Most couples I work with think of me as a friend, not an employee. 

Being an employee sucks.

Anyway, I just needed to vent.  I can't exactly go to the families with my feelings of frustration.

After uploading the RAWS, I know this is going to be a fantastic wedding.  How can it not be?  But I'm not sure that I ever want to repeat this experience.  Ever.  It was truly the hardest thing I've ever encountered.

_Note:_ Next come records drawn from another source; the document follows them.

PR #1515, opened 2023-04-04
Fix/daily fragment limit validation

andrewleith:
# Summary | Résumé
This PR adds 2 validations to prevent 2 invalid states from occurring:
1. SMS daily limit being higher than the total daily limit
2. The total daily limit being lower than the SMS daily limit

## QA
- [ ] Ensure setting an SMS daily limit higher than the total daily limit displays a validation error and stops you
- [ ] Ensure setting a total daily limit lower than the SMS daily limit displays a validation error and stops you


andrewleith:
@amazingphilippe could you have another look at this?  The messages should now be correct!

whabanks (approved):
LGTM, both messages are displayed when setting the SMS limit higher than the daily limit, and when setting the daily limit lower than the SMS limit.

PR #1516, opened 2023-04-04
More menu a11y and semantic fixes

amazingphilippe:
# Summary | Résumé

Addresses https://github.com/cds-snc/notification-planning/issues/1149

This PR:

- Moves the more-menu container inside the nav, so that the links don't pop in and out of the main nav region. 
- Unwraps the div containing the aria and calling the js modules. Simply mapping all of it onto the anchor tag itself
- Updated how the icon is loaded
- Updates to the styles and toggle in the js module so that everything works fine. 

Axe dev no longer complains about the misplaced aria attribute! But there are still issues with our navigation setup, notably duplicate ids. 

You can trigger the more menu on smaller screen breakpoints, above mobile. 

Test with the main 3 browsers:
1. Safari
2. Firefox
3. Chrome

Test with Voice Over on Safari. 

Functionality checks
- Clicking on `more` can open and close the menu container
- The icon flips to show what happens when clicking on `more`
- Clicking away does nothing particular

Keyboard functionality
- While focused on `more`, ENTER toggles the menu
- While `more` is expanded, TAB navigates to the first menu item
- While `more` is collapsed, TAB skips the menu items and goes to the next logical interactive target. 
- ARROW keys do nothing particular
- ESCAPE key does nothing particular


app/templates/partials/nav/gc_header_nav.html
```diff
@@ -122,32 +122,21 @@
...
-              class="account-menu-arrow ml-2 inline arrow self-center"
-              src="{{ asset_url('images/arrow-licorice.svg') }}"
-              width="15"
-            />
+            <i aria-hidden="true" class="p-2 fa-solid fa-angle-down"></i>
           </a>
-        </div>
       </div>
       <!-- MD-LG menu and nav bar END -->
+    <div id="more-menu-container" class="relative hidden">
```
andrewleith, line 138: I'm seeing the "More" menu appear and then dissapear when I navigate pages, even on large screens.  On the templates page, it actually stayed on the page in desktop mode even though it has no items in it:
image

andrewleith (commented):
A comment about the menu flashing and appearing in one case where it shouldn't.  Otherwise all the tests are passing!

Tests:
- [ ] Clicking on more can open and close the menu container
- [ ] The icon flips to show what happens when clicking on more
- [ ] Clicking away does nothing particular
- [ ] While focused on more, ENTER toggles the menu
- [ ] While more is expanded, TAB navigates to the first menu item
- [ ] While more is collapsed, TAB skips the menu items and goes to the next logical interactive target.
- [ ] ARROW keys do nothing particular
- [ ] ESCAPE key does nothing particular

andrewleith (approved):
Looks good - no more flashing menus! a11y checks pass (except for the color contrast of the survey button, but I'm pretty sure I saw you raise that to Jeana already)
🚀

PR #1517, opened 2023-04-05
Fix/googly eyes

andrewleith:
# Summary | Résumé

This PR disables the `minifySelectors` optimisation in `cssnano` that was producing css that affected our radio button styles.


andrewleith:
This doesn't actually work.

PR #1520, opened 2023-04-05
Fix the trial service reports

smcmurtry:
# Summary | Résumé

At some point the API started returning JSON data and that messed up the CSV report. But it is easy to convert JSON data to csv, so this is an easy fix.

## Testing

Log onto the review app and try exporting a trial report.


app/main/views/platform_admin.py
```diff
@@ -300,18 +302,14 @@ def performance_platform_xlsx():
...
-        "notification_sum",
-    ]
+
+    output = io.StringIO()
+    writer = csv.DictWriter(output, data[0].keys())
+    writer.writeheader()
+    writer.writerows(data)
 
     return (
-        Spreadsheet.from_rows([headers] + data).as_csv_data,
```
smcmurtry, line 314: In my opinion we should not be putting code like this in `notification-utils`. It's like 4 lines instead of 1 to just use the csv library directly. Putting this in utils makes development changes much slower - multiple PRs and version bumps required to change a small thing.

app/main/views/platform_admin.py
```diff
@@ -300,18 +302,14 @@ def performance_platform_xlsx():
...
-        "service_name",
-        "creation_date",
-        "created_by_name",
-        "created_by_email",
-        "notification_type",
-        "notification_sum",
-    ]
+
+    output = io.StringIO()
+    writer = csv.DictWriter(output, data[0].keys())
```
smcmurtry, line 307: Just use whatever keys are present in the 1st json object in the list as the headers for the CSV. This lets the API decide what to put in the CSV and will make it easier if we want to change the data in the future.

PR #1522, opened 2023-04-06
Fix the UI vs API report

smcmurtry:
# Summary | Résumé

Fix the "Sending method: services sending via API vs. User Interface" report in platform admin. Similar fix to https://github.com/cds-snc/notification-admin/pull/1520 but I created some new functionality in the `Spreadsheet` to support JSON data.

## Test

Log in to the review app and try downloading the report.


jzbahrai (approved):
logged in an downloaded a report. lgtm!

PR #1523, opened 2023-04-06
fix caching issue

jzbahrai:
# Summary | Résumé

Fix caching issue.

# Test:
- change the url of the articles end point locally
- you should still see the page load (if there is old data -fallback) in the cache.


andrewleith (commented):
Nice! This works locally now - no more corrupted cache! 🙌 

Could you add a test for this as well? 🙏

app/articles/menu.py
```diff
@@ -30,8 +30,11 @@ def _get_nav_wp(locale: str) -> Optional[list]:
         nav_response = json.loads(cached)
     else:
         nav_response = get_content(nav_url)
-        current_app.logger.info(f"Saving menu to cache: {cache_key}")
-        redis_client.set(cache_key, json.dumps(nav_response), ex=GC_ARTICLES_NAV_CACHE_TTL)
+        if nav_response is not None:
+            redis_client.set(cache_key, json.dumps(nav_response), ex=GC_ARTICLES_NAV_CACHE_TTL)
+            current_app.logger.info(f"Saving menu to cache: {cache_key}")
+        else:
+            return []
```
jimleroyer, line 37: Should we add a log warning or error? or is this going to be logged already through `get_content`?

jzbahrai: it gets logged through get_content

andrewleith (approved):
Looks good!

PR #1538, opened 2023-04-27
Fix anchor font size within headings. 

amazingphilippe:
# Summary | Résumé

This PR fixes a bug where anchors in headings would overwrite the font size of the heading. 

Before:
Capture d’écran, le 2023-04-27 à 10 45 10

After:
image

I've removed the `text-smaller` apply that was applied on `a {...}`. In `main`, we also apply a base font size of `text-smaller`, which means all anchors in main will already have the correct font size by default. 

This only had an impact in the mobile navigation, so I targeted the font size where needed. 

There were no issues with the footer. 

1. On the terms of use page, there are some links in headings. the font size should not change within the same heading. 
2. If you can open up the production version in a new tab
3. Visually compare the font sizes with the mobile menu closed and opened. Everything should be exactly the same.


andrewleith (approved):
Looks good! Axe tests pass too!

Again, just venting.  Thanks for listening.  I needed to "spill" to other people who would understand.


----------



## guitarkid (Mar 2, 2010)

i'm sorry that happened to you!  i really am!  i have been in that situation.  not with famous people, but wealthier.  it's one of the reasons i'm glad i'm not pursuing weddings like i was.  i stopped all advertising and marketing and just rely on the site.  in any case, i know what you mean about seen as an employee.  most people could never even think of doing what we do!  i also get sick of going up to people for photos and hearing...get me later...or, i don't think so.  there was this one time where this older guy was out on the dance floor with a younger girl so i approached them during a slow song, as i do with everyone else.  he was really rude and attempted to hide from where i was taking photos.  my gut told me he was cheating on someone with this girl.  i could be wrong, but based on how he acted, that's what i thought.  so of course i shot a few nice shots which wound up in the gallery.  this other time, this young couple told me how poor they were and they really needed someone good, etc etc etc.  we gave them a good break and i wanted the gig.  we pull up and there are ferraris and porche's at the hall..even a lamborhini!  from that point on, i don't cater to anyone with a sob story.  i would rather stay home than to get paid less and deal with snobs!  i'm not a peasant.  there's my rant.  so right now, i still do weddings but don't pursue them and i'm really happy.  i'm going back to what i love...shooting bands and anything else that comes around.  this includes HD video production.  i'm also getting back into guitar again and starting to record heavily for a new CD.  i did the wedding photo thing hard core since 2002.  these last 2 years really tapered off with the economy and i too felt more like an employee / peasant.  i have a tough skin but got tired of feeling like that.  no one in this life is better than anyone else and i can't stand anyone who thinks otherwise.


----------



## Some Idiot (Mar 2, 2010)

CHARGE EXTRA, that will make the pain go away


----------



## bigtwinky (Mar 2, 2010)

Ack, to be treated that way really sucks.  I have fortunately not been in that situation, but I could only imagine what you were / are feeling over all of it.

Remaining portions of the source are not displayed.